A new way to treat an old problem
THE most common irregular heart rhythm — atrial fibrillation (A. fib) — is increasing in prevalence from age 50-60 and affecting one in four adults by the time they reach 80 years old.
This irregular heart rhythm occurs when the upper chambers of the heart (the atrium), instead of contracting as one unit, vibrates with multiple segments doing their own contraction. A. fib can cause a number of problems.
One problem is an irregular heartbeat akin to a child sitting behind a set of drums — unpredictable and with no set timing. It can cause the heartbeat to vary in speed, between slow and very fast (palpitations). In some cases this tachycardia (heart rate over 100 beats per minute) is so fast that it prevents the heart from filling properly. This reduces the amount of blood that leaves the heart and can cause hypoperfusion (decrease blood flow) to the brain, which leads to a person feeling faintish or even blacking out (syncopy). Rarely this can cause death.
A second problem is that it can lead to decreased cardiac function (heart failure). Persons with prolonged A. fib can see a slow decline in their heart function, especially if the heart is beating fast.
The third and most common and devastating effect of A. fib is that it causes strokes. One in every five strokes is due to atrial fibrillation. As the atrium is not contracting properly, blood can settle in the chamber and then form clots. These clots can then get loose, travel to the brain and cause a stroke. For this reason many persons with A. fib are on blood thinners and anyone who has had a stroke should be investigated for A. fib.

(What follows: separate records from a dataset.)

PR #1278, opened 2020-10-06
Feature: Free monad

Caparow:


fundamentals/fundamentals-bio/src/main/scala/izumi/functional/bio/data/FreeApplicative.scala
```diff
@@ -0,0 +1,10 @@
+package izumi.functional.bio.data
+
+/** Scenario applicative is needed to create Pure scenario instance for [[Free.map]] implementation. */
```
neko-kai: scenario comment

fundamentals/fundamentals-bio/src/main/scala/izumi/functional/bio/data/FreeInterpreter.scala
```diff
@@ -0,0 +1,20 @@
+package izumi.functional.bio.data
+
+/**
+  * Should executed scenario steps in a single context and save all scenario metrics.
```
neko-kai: scenario comment

fundamentals/fundamentals-bio/src/main/scala/izumi/functional/bio/data/FreeInterpreter.scala
```diff
@@ -0,0 +1,20 @@
...
+  */
+trait FreeInterpreter[F[+_, +_], S[_[+_, +_], _, _], Scope] {
+  /** Single step execution. */
+  def interpret[E, A](scope: Scope, s: S[F, E, A]): F[Nothing, FreeInterpreter.Result[F, S, Scope]]
```
neko-kai: The scope parameter may be implemented on the level of interpreter for `F` and removed from the base definition?

neko-kai: We seem to be missing an equivalent to `foldMap`[[1]](https://github.com/typelevel/cats/blob/master/free/src/main/scala/cats/free/Free.scala#L158)[[2]](https://typelevel.org/cats/datatypes/freemonad.html#run-your-program)
That is a function like
```scala
def foldMap[F[+_, +_], G[+_, +_], E, A](f: Free[F, E, A])(g: F ~> G)(implicit G: BIOPanic[G]): G[E, A]
```
That would convert inner `F` in Free to G and convert the branches of Free to G, thereby converting everything to G

neko-kai:
let's rename this `FreeBracket` and make a smaller copy called `Free` with just the monad ops and merge 👍

Caparow:
@neko-kai I've added small `Free` with BIOMonad instance. 
Also, I've tried to rename old `Free` -> `FreePanic` and add `BIOPanic[FreePanic[S, +?, +?]]` instance, but it appears to be complicated. Fail and Termination branches for some reason break the trampoline. (`BIOPanic` instance is needed for `mapK` implementation)

neko-kai:
@Caparow hmm, i wouldn't know what's the issue here, you may push failing code here or in a different branch so i may look at it though

Caparow:
@neko-kai I was able to add `BIOPanic` instance. The trampoline was breaking due to trait usages instead of wrapping classes :disappointed:. 
Also, I needed to wrap the function into `Pure` to avoid adding applicative for `S[_, _]` type here:
```scala
    @inline override def fromEither[E, V](effect: => Either[E, V]): FreePanic[S, E, V] = FreePanic.pure(() => effect).flatMap {
      _() match {
        case Left(value) => fail(value)
        case Right(value) => pure(value)
      }
    }
```
What do you think?

neko-kai:
@Caparow 
`FreePanic.pure(() => effect).flatMap { _()` is for suspension, right? Maybe better to write `FreePanic.unit.flatMap { effect() match { ... } }` because you don't actually need the lambda value `() => effect`

fundamentals/fundamentals-bio/src/main/scala/izumi/functional/bio/data/FreePanic.scala
```diff
@@ -0,0 +1,146 @@
...
+
+  @inline final def redeem[B, E1](err: E => FreePanic[S, E1, B], succ: A => FreePanic[S, E1, B]): FreePanic[S, E1, B] =
+    FreePanic.Redeem(this, err, succ)
+  @inline final def redeemPure[B](err: E => B, succ: A => B): FreePanic[S, Nothing, B] =
+    FreePanic.Redeem[S, E, Nothing, A, B](this, e => FreePanic.pure(err(e)), a => FreePanic.pure(succ(a)))
+  @inline final def catchAll[A1 >: A, E1](err: E => FreePanic[S, E1, A1]): FreePanic[S, E1, A1] =
+    FreePanic.Redeem(this, err, (a: A) => FreePanic.pure(a))
+  @inline final def catchSome[A1 >: A, E1 >: E](err: PartialFunction[E, FreePanic[S, E1, A1]]): FreePanic[S, E1, A1] =
+    FreePanic.Redeem(this, err.orElse[E, FreePanic[S, E1, A1]] { case e => FreePanic.fail(e) }, (a: A) => FreePanic.pure(a))
+  @inline final def swap: FreePanic[S, A, E] =
```
neko-kai: Let's keep the same names everywhere.
```suggestion
  @inline final def flip: FreePanic[S, A, E] =
```

fundamentals/fundamentals-bio/src/main/scala/izumi/functional/bio/data/FreePanic.scala
```diff
@@ -0,0 +1,146 @@
...
+import scala.util.Try
+
+sealed trait FreePanic[S[_, _], +E, +A] {
+  @inline final def flatMap[B, E1 >: E](fun: A => FreePanic[S, E1, B]): FreePanic[S, E1, B] = FreePanic.FlatMapped[S, E, E1, A, B](this, fun)
+  @inline final def map[B](fun: A => B): FreePanic[S, E, B] = flatMap(a => FreePanic.pure[S, B](fun(a)))
+  @inline final def as[B](as: B): FreePanic[S, E, B] = map(_ => as)
+  @inline final def *>[B, E1 >: E](sc: FreePanic[S, E1, B]): FreePanic[S, E1, B] = flatMap(_ => sc)
+  @inline final def <*[B, E1 >: E](sc: FreePanic[S, E1, B]): FreePanic[S, E1, A] = flatMap(sc.as)
+
+  @inline final def sandbox: FreePanic[S, BIOExit.Failure[E], A] =
```
neko-kai, line 14: Let's keep the same names everywhere.
```suggestion
  @inline final def sandboxExit: FreePanic[S, BIOExit.Failure[E], A] =
```

Caparow:
> @Caparow
> `FreePanic.pure(() => effect).flatMap { _()` is for suspension, right? Maybe better to write `FreePanic.unit.flatMap { effect() match { ... } }` because you don't actually need the lambda value `() => effect`

Yup, you are right. Will update.

fundamentals/fundamentals-bio/src/main/scala/izumi/functional/bio/data/FreePanic.scala
```diff
@@ -0,0 +1,146 @@
+package izumi.functional.bio.data
+
+import izumi.functional.bio.{BIOExit, BIOPanic}
+
+import scala.util.Try
+
+sealed trait FreePanic[S[_, _], +E, +A] {
```
neko-kai: Hmm, I feel a bit sad that the `S` is invariant, but if we change it to `FreePanic[+S[_, _], +E, +A]` this will cause every method to have a noisy `[S1[e, a] >: S[e, a]` parameter.
Could be worth it tho, it would allow us to auto-widen to a union of functors when we get unions (in a couple of years...) or if we use a tagless union encoding (https://medium.com/@odomontois/tagless-unions-in-scala-2-12-55ab0100c2ff)

Caparow: @neko-kai I've updated S type to be covariant for both `Free` and `FreePanic`. Don't sure if it's really needing but why not.

neko-kai:
@Caparow 🎉 !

With these potential effects it becomes very important to detect and treat the condition. Treatment usually involves medication to control the heart rate, blood thinners (anticoagulants), and medication to try and maintain a normal rhythm. The latter has about a 50 per cent success rate.
Today, more effective therapy is available for patients who have paroxysmal (intermittent) A. fib.

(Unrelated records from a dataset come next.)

PR #1285, opened 2020-10-08
Fix #1226 New compile-time checker API

### LINKED ISSUE #1226: distage: New API for compile-time checker
After https://github.com/7mind/izumi/pull/1194 compile-time checking is now seriously usable and must be given an overhaul to the API. Current proof-of-concept API is extremely hard to find & use, we need to replace it with an API that:

1. automatically share settings with the RoleLauncher - you should be able to not copy configuration between compile-time checker & role launcher at least in simple cases
2. automatically create distage-testkit tests – these tests should do a compile-time check when compiled & the same check at runtime when running[? is the additional runtime check useful, maybe just a switch compile-time-only/runtime-only ? - additional runtime check is useful to be able to more easily attach a debugger and inspect values. It's harder to attach debugger to the compiler].

neko-kai:


neko-kai:
Merged in WIP state to allow a milestone release of other features. Continued in https://github.com/7mind/izumi/pull/1296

On May 27, at Partners Interventional Centre of Jamaica (PICJ), a therapy called cryo-ablation was performed for the first time in Jamaica. This involved a specialised team involving Dr Nordia Clare-Pasco, cardiac electrophysiologist; Dr Lisa Hurlock, cardiologist specialist in transoesophageal echocardiogram; Dr Cleopatra Patterson, anesthesiologist; plus nursing and technical staff.
Cryo-ablation has an 80 per cent success rate in keeping persons with paroxysmal or persistent — two types of intermittent A. fib — in normal rhythm, hence reducing their risk for syncopy, heart failure, and having a stroke. It does not work, however, for persons with permanent A. fib. This emphasises the importance of treating paroxysmal A. fib before it becomes permanent.

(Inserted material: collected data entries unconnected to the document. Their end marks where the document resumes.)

Issue #1309, opened 2020-11-09
distage.Lifecycle: add `catchAll` and other error handling methods


neko-kai:

neko-kai:
Done in #1422

PR #1422, opened 2021-03-25
New methods for Lifecycle: catchAll + foldM

VladPodilnyk:
Seems OK.
Feel free to throw tomatoes at me xD
Partially addresses https://github.com/7mind/izumi/issues/1309

### DIFF
--- a/distage/distage-core-api/src/main/scala/izumi/distage/model/definition/Lifecycle.scala
+++ b/distage/distage-core-api/src/main/scala/izumi/distage/model/definition/Lifecycle.scala
@@ -999,9 +999,9 @@ object Lifecycle extends LifecycleCatsInstances {
       override def acquire: F[InnerResource] = F.maybeSuspend(new AtomicReference(Nil))
       override def release(finalizers: InnerResource): F[Unit] = F.suspendF(F.traverse_(finalizers.get())(_.apply()))
       override def extract[C >: B](finalizers: InnerResource): Either[F[C], C] = Left {
-        bracketAppendFinalizer(finalizers)(self) {
-          inner1: self.InnerResource =>
-            F.definitelyRecover {
+        F.definitelyRecover {
+          bracketAppendFinalizer(finalizers)(self) {
+            inner1: self.InnerResource =>
               self.extract(inner1).fold(_.map(success), F pure success(_)).flatMap {
                 that: Lifecycle[F, B] =>
                   bracketAppendFinalizer(finalizers)(that) {
@@ -1009,13 +1009,13 @@ object Lifecycle extends LifecycleCatsInstances {
                       that.extract[C](inner2).fold(identity, F.pure)
                   }
               }
-            } {
-              error =>
-                val onError: Lifecycle[F, B] = failure(error)
-                bracketAppendFinalizer(finalizers)(onError) {
-                  inner3: onError.InnerResource =>
-                    onError.extract[C](inner3).fold(identity, F.pure)
-                }
+          }
+        } {
+          error =>
+            val onError: Lifecycle[F, B] = failure(error)
+            bracketAppendFinalizer(finalizers)(onError) {
+              inner3: onError.InnerResource =>
+                onError.extract[C](inner3).fold(identity, F.pure)
             }
         }
       }
--- a/distage/distage-core-api/src/main/scala/izumi/distage/model/definition/Lifecycle.scala
+++ b/distage/distage-core-api/src/main/scala/izumi/distage/model/definition/Lifecycle.scala
@@ -258,6 +258,8 @@ trait Lifecycle[+F[_], +OuterResource] {
 
   final def void[G[x] >: F[x]: QuasiFunctor]: Lifecycle[G, Unit] = map[G, Unit](_ => ())
 
+  final def catchAll[G[x] >: F[x], E <: Throwable, B](f: E => Lifecycle[G, B]): Lifecycle[G, B] = ???
+
   @inline final def widen[B >: OuterResource]: Lifecycle[F, B] = this
   @inline final def widenF[G[x] >: F[x]]: Lifecycle[G, OuterResource] = this
 }
@@ -961,6 +963,9 @@ object Lifecycle extends LifecycleCatsInstances {
       override def extract[B >: A](resource: InnerResource): Either[F[B], B] = self.extract(resource)
     }
   }
+
+  @inline
+  private final def foldMImpl[F[_], E, A, B](failure: E => Lifecycle[F, B], success: A => Lifecycle[F, B]): Lifecycle[F, B] = {}
 
   @deprecated("renamed to AdaptFunctoid", "1.0")
   type AdaptProvider[A] = AdaptFunctoidImpl[A]
--- a/distage/distage-core-api/src/main/scala/izumi/distage/model/definition/Lifecycle.scala
+++ b/distage/distage-core-api/src/main/scala/izumi/distage/model/definition/Lifecycle.scala
@@ -968,7 +968,7 @@ object Lifecycle extends LifecycleCatsInstances {
   }
 
   @inline
-  private final def foldMImpl[F[_], A, B >: A](
+  private final def foldMImpl[F[_], A, B](
     self: Lifecycle[F, A]
   )(failure: Throwable => Lifecycle[F, B],
     success: A => Lifecycle[F, B],
--- a/distage/distage-core-api/src/main/scala/izumi/distage/model/definition/Lifecycle.scala
+++ b/distage/distage-core-api/src/main/scala/izumi/distage/model/definition/Lifecycle.scala
@@ -999,25 +999,28 @@ object Lifecycle extends LifecycleCatsInstances {
       override def acquire: F[InnerResource] = F.maybeSuspend(new AtomicReference(Nil))
       override def release(finalizers: InnerResource): F[Unit] = F.suspendF(F.traverse_(finalizers.get())(_.apply()))
       override def extract[C >: B](finalizers: InnerResource): Either[F[C], C] = Left {
-        F.definitelyRecover {
-          bracketAppendFinalizer(finalizers)(self) {
-            inner1: self.InnerResource =>
-              self.extract(inner1).fold(_.map(success), F pure success(_)).flatMap {
-                that: Lifecycle[F, B] =>
-                  bracketAppendFinalizer(finalizers)(that) {
-                    inner2: that.InnerResource =>
-                      that.extract[C](inner2).fold(identity, F.pure)
-                  }
-              }
-          }
-        } {
-          error =>
-            val onError: Lifecycle[F, B] = failure(error)
-            bracketAppendFinalizer(finalizers)(onError) {
-              inner3: onError.InnerResource =>
-                onError.extract[C](inner3).fold(identity, F.pure)
-            }
+        val action = bracketAppendFinalizer(finalizers)(self) {
+          inner: self.InnerResource =>
+            self.extract(inner).fold(identity, F.pure)
         }
+
+        val onSuccess = (a: A) => {
+          val resource = success(a)
+          bracketAppendFinalizer(finalizers)(resource) {
+            inner: resource.InnerResource =>
+              resource.extract[C](inner).fold(identity, F.pure)
+          }
+        }
+
+        val onError = (err: Throwable) => {
+          val resource = failure(err)
+          bracketAppendFinalizer(finalizers)(resource) {
+            inner: resource.InnerResource =>
+              resource.extract[C](inner).fold(identity, F.pure)
+          }
+        }
+
+        F.redeem(action)(onError, onSuccess)
       }
     }
   }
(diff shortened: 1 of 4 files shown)


distage/distage-core-api/src/main/scala/izumi/distage/model/definition/Lifecycle.scala
```diff
@@ -240,6 +240,8 @@ trait Lifecycle[+F[_], +OuterResource] {
   final def evalMap[G[x] >: F[x]: QuasiIO, B](f: OuterResource => G[B]): Lifecycle[G, B] = evalMapImpl[G, OuterResource, B](this)(f)
   final def evalTap[G[x] >: F[x]: QuasiIO](f: OuterResource => G[Unit]): Lifecycle[G, OuterResource] =
     evalMap[G, OuterResource](a => QuasiIO[G].map(f(a))(_ => a))
+  final def foldM[G[x] >: F[x]: QuasiIO, B](onFailure: Throwable => Lifecycle[G, B], onSuccess: OuterResource => Lifecycle[G, B]): Lifecycle[G, B] =
```
neko-kai: Rename just to be consistent with `izumi.functional.bio.Error3#redeem`:
```suggestion
  final def redeem[G[x] >: F[x]: QuasiIO, B](onFailure: Throwable => Lifecycle[G, B], onSuccess: OuterResource => Lifecycle[G, B]): Lifecycle[G, B] =
```

distage/distage-core-api/src/main/scala/izumi/distage/model/definition/Lifecycle.scala
```diff
@@ -962,6 +967,61 @@ object Lifecycle extends LifecycleCatsInstances {
...
+          use = use
+        )
+      }
+
+      override def acquire: F[InnerResource] = F.maybeSuspend(new AtomicReference(Nil))
+      override def release(finalizers: InnerResource): F[Unit] = F.suspendF(F.traverse_(finalizers.get())(_.apply()))
+      override def extract[C >: B](finalizers: InnerResource): Either[F[C], C] = Left {
+        bracketAppendFinalizer(finalizers)(self) {
+          inner1: self.InnerResource =>
+            F.definitelyRecover {
```
neko-kai: This will not run the failure handler if `self.acquire` failed. Current `Lifecycle` encoding is roughly similar to [old pre-RC19 ZManaged encoding](https://github.com/zio/zio/blob/v1.0.0-RC18/core/shared/src/main/scala/zio/ZManaged.scala) (where `Lifecycle#extract` = `Reservation#acquire`, `Lifecycle#acquire` = `ZManaged#reservation`), you may be able to look at their implementation of [foldM](https://github.com/zio/zio/blob/v1.0.0-RC18/core/shared/src/main/scala/zio/ZManaged.scala#L396) for tips.

VladPodilnyk: Yeah, I've taken inspiration there, but seems I misunderstood some parts. Thanks for the review and you notes about implementation!

VladPodilnyk: Done.

VladPodilnyk:
I guess, next step is to make Lifecycle with F[_, _] which gives ability to work with different error types.
This seems like major change or not ?

distage/distage-core-api/src/main/scala/izumi/distage/model/definition/Lifecycle.scala
```diff
@@ -962,6 +967,61 @@ object Lifecycle extends LifecycleCatsInstances {
...
+
+      override def acquire: F[InnerResource] = F.maybeSuspend(new AtomicReference(Nil))
+      override def release(finalizers: InnerResource): F[Unit] = F.suspendF(F.traverse_(finalizers.get())(_.apply()))
+      override def extract[C >: B](finalizers: InnerResource): Either[F[C], C] = Left {
+        F.definitelyRecover {
+          bracketAppendFinalizer(finalizers)(self) {
+            inner1: self.InnerResource =>
+              self.extract(inner1).fold(_.map(success), F pure success(_)).flatMap {
+                that: Lifecycle[F, B] =>
+                  bracketAppendFinalizer(finalizers)(that) {
```
neko-kai: @VladPodilnyk It is possible for `failure` and `success` to both run at the same time with this scheme, if the failure occurs at or after this line, which is logically incorrect.

VladPodilnyk: @neko-kai, now should be fixed. I have some issues with Lifecycle instance for Identity. It does not work now, since action is eagerly evaluated.

distage/distage-core-api/src/main/scala/izumi/distage/model/effect/QuasiIO.scala
```diff
@@ -51,6 +51,8 @@ trait QuasiIO[F[_]] extends QuasiApplicative[F] {
     */
   def definitelyRecoverCause[A](action: => F[A])(recoverCause: (Throwable, (() => Throwable)) => F[A]): F[A]
 
+  def redeem[A, B](action: F[A])(failure: Throwable => F[B], success: A => F[B]): F[B]
```
neko-kai: @VladPodilnyk Are you sure a separate `redeem` method is required when it's equivalent to `action.definitelyRecover(failure).flatMap(success)`?

distage/distage-core-api/src/main/scala/izumi/distage/model/definition/Lifecycle.scala
```diff
@@ -962,6 +967,64 @@ object Lifecycle extends LifecycleCatsInstances {
...
+      override def acquire: F[InnerResource] = F.maybeSuspend(new AtomicReference(Nil))
+      override def release(finalizers: InnerResource): F[Unit] = F.suspendF(F.traverse_(finalizers.get())(_.apply()))
+      override def extract[C >: B](finalizers: InnerResource): Either[F[C], C] = Left {
+        val action = bracketAppendFinalizer(finalizers)(self) {
+          inner: self.InnerResource =>
+            self.extract(inner).fold(identity, F.pure)
+        }
+
+        val onSuccess = (a: A) => {
+          val resource = success(a)
```
neko-kai, line 1008: This extraction into a val cannot be done safely due to `Identity` instance

distage/distage-core-api/src/main/scala/izumi/distage/model/definition/Lifecycle.scala
```diff
@@ -962,6 +967,64 @@ object Lifecycle extends LifecycleCatsInstances {
...
+    self: Lifecycle[F, A]
+  )(failure: Throwable => Lifecycle[F, B],
+    success: A => Lifecycle[F, B],
+  )(implicit F: QuasiIO[F]
+  ): Lifecycle[F, B] = {
+    import QuasiIO.syntax._
+    new Lifecycle[F, B] {
+      override type InnerResource = AtomicReference[List[() => F[Unit]]]
+
+      private[this] def bracketAppendFinalizer[a, b](finalizers: InnerResource)(lifecycle: Lifecycle[F, a])(use: lifecycle.InnerResource => F[b]): F[b] = {
```
neko-kai, line 981:
```suggestion
      private[this] def bracketAppendFinalizer[a, b](finalizers: InnerResource)(lifecycle: => Lifecycle[F, a])(use: lifecycle.InnerResource => F[b]): F[b] = {
```

Must suspend here to ensure that any effects in construction of lifecycle are wrapped into `bracket`'s `try` (in Identity instance). (Lifecycle/QuasiIO must work correctly with impure code)

neko-kai: Hmm, this may be tricky because of path dependency

distage/distage-core-api/src/main/scala/izumi/distage/model/effect/QuasiIO.scala
neko-kai:
```suggestion
  def redeem[A, B](action: => F[A])(failure: Throwable => F[B], success: A => F[B]): F[B]
```
Also you would need suspension here to make it work with `Identity`.

distage/distage-core-api/src/main/scala/izumi/distage/model/definition/Lifecycle.scala
```diff
@@ -962,6 +967,64 @@ object Lifecycle extends LifecycleCatsInstances {
...
+          }
+        )(release = _ => F.unit)(
+          use = use
+        )
+      }
+
+      override def acquire: F[InnerResource] = F.maybeSuspend(new AtomicReference(Nil))
+      override def release(finalizers: InnerResource): F[Unit] = F.suspendF(F.traverse_(finalizers.get())(_.apply()))
+      override def extract[C >: B](finalizers: InnerResource): Either[F[C], C] = Left {
+        val action = bracketAppendFinalizer(finalizers)(self) {
```
neko-kai: `val action` must be inlined or become `def action`, because with `F=Identity` it's not an `action` but a `result`

distage/distage-core-api/src/main/scala/izumi/distage/model/definition/Lifecycle.scala
neko-kai: @VladPodilnyk 
This seems to work as an encoding that supports suspension and path dependency:
```scala
private[this] sealed trait LifecyclePair[+a] {
  val lifecycle: Lifecycle[F, a]
  val inner: lifecycle.InnerResource
}
private[this] def LifecyclePair[a](lifecycle0: Lifecycle[F, a])(inner0: lifecycle0.InnerResource): LifecyclePair[a] = new LifecyclePair[a] {
  override val lifecycle: lifecycle0.type = lifecycle0
  override val inner: lifecycle.InnerResource = inner0
}

private[this] def bracketAppendFinalizer[a, b, t](
  finalizers: InnerResource
)(lifecycleCtor: () => Lifecycle[F, a]
)(use: LifecyclePair[a] => F[b]
): F[b] = {
  F.bracket(
    acquire = {
      val lifecycle = lifecycleCtor()
      lifecycle.acquire.flatMap {
        a =>
          F.maybeSuspend {
            // can't use `.updateAndGet` because of Scala.js
            var oldValue = finalizers.get()
            while (!finalizers.compareAndSet(oldValue, (() => lifecycle.release(a)) :: oldValue)) {
              oldValue = finalizers.get()
            }
            LifecyclePair(lifecycle)(a)
          }
      }
    }
  )(release = _ => F.unit)(
    use = use
  )
}
```

distage/distage-core-api/src/main/scala/izumi/distage/model/definition/Lifecycle.scala
neko-kai: @VladPodilnyk I think I don't see any issues now, seems like the only thing left is a few by-names to accomodate `Identity`

distage/distage-core-api/src/main/scala/izumi/distage/model/effect/QuasiIO.scala
VladPodilnyk: >@VladPodilnyk Are you sure a separate redeem method is required when it's equivalent to action.definitelyRecover(failure).flatMap(success)?

The problem is action has type `F[A]`, failure is a function from `Throwable to F[B]` hence I couldn't use `definatelyRecover` since it requires the same type for action and failure. So I decided to add some functionality.

neko-kai: Right, I wasn't correct here

distage/distage-core-api/src/main/scala/izumi/distage/model/definition/Lifecycle.scala
VladPodilnyk: Do you propose to extract it into a pattern ☝️ ?
(it's not clear for me what problem does it solves)
Also, we probably should come up with another name bc this one is not very informative, IMO.

neko-kai: @VladPodilnyk 
> (it's not clear for me what problem does it solves)

You need the `lifecycle` parameter to be by-name because it may produce effects immediately when called, instead of when executed (it's natural to perform effects inplace if you use impure Identity instance)

But if you write it as by-name, it's now impossible to write the `lifecycle.InnerResource` type:
```scala
private[this] def bracketAppendFinalizer[a, b](finalizers: InnerResource)(lifecycle: => Lifecycle[F, a])(use: lifecycle.InnerResource => F[b]): F[b] = {
```

This type will produce an error because `lifecycle` is now by-name - every time you refer to it in code, the by-name parameter will run again and produce a new value (operationally `=> Lifecycle[F, a]` is exactly the same as `() => Lifecycle[F, a]`). 
Because it produces a new lifecycle each time, you cannot refer to `lifecycle.InnerResource` — a type member of `lifecycle` value — because there is no "`lifecycle` value" here, only a function that makes new Lifecycles. So we package the result "value" into a trait to make it referable (the reason it's not a class is because classes do not support path-dependency in Scala 2, only traits)

In short, try to implement the above signature and you'll be able to experience the limitations that force it to be this way.

neko-kai: Right now you need to get rid of `val` extraction and write this thing as if everything is imperative (because it IS when using `Identity`) and then it's good to merge 🚀

VladPodilnyk: @neko-kai, thanks for this excellent explanation!

distage/distage-core-api/src/main/scala/izumi/distage/model/definition/Lifecycle.scala
VladPodilnyk: Replaced with `def` now.

distage/distage-core-api/src/main/scala/izumi/distage/model/definition/Lifecycle.scala
VladPodilnyk: Done.

neko-kai (approved):

neko-kai:
@VladPodilnyk Thank you! 🙏

VladPodilnyk:
:hugs:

Cryo-ablation involves passing a special catheter through a vein in the groin, up to the heart, and entering the left atrium. A balloon is then applied to the base of the four pulmonary veins which are responsible for providing blood to the left atrium. The balloon is then filled with liquid nitrogen which drops the temperature to between -40 to -60 degrees Fahrenheit. This provides a cold burn to the tissues where the electrical activity for A. fib originates, blocking them from causing the atrium to fibrillate.
This procedure is part of the comprehensive stroke programme that is being developed at PICJ.
“Treating persons with paroxysmal A. fib — knowing that you are improving their heart function and reducing their stroke risk — is exciting, and to introduce this new procedure to Jamaica is a dream come true” said Dr Elliott, managing director of PICJ.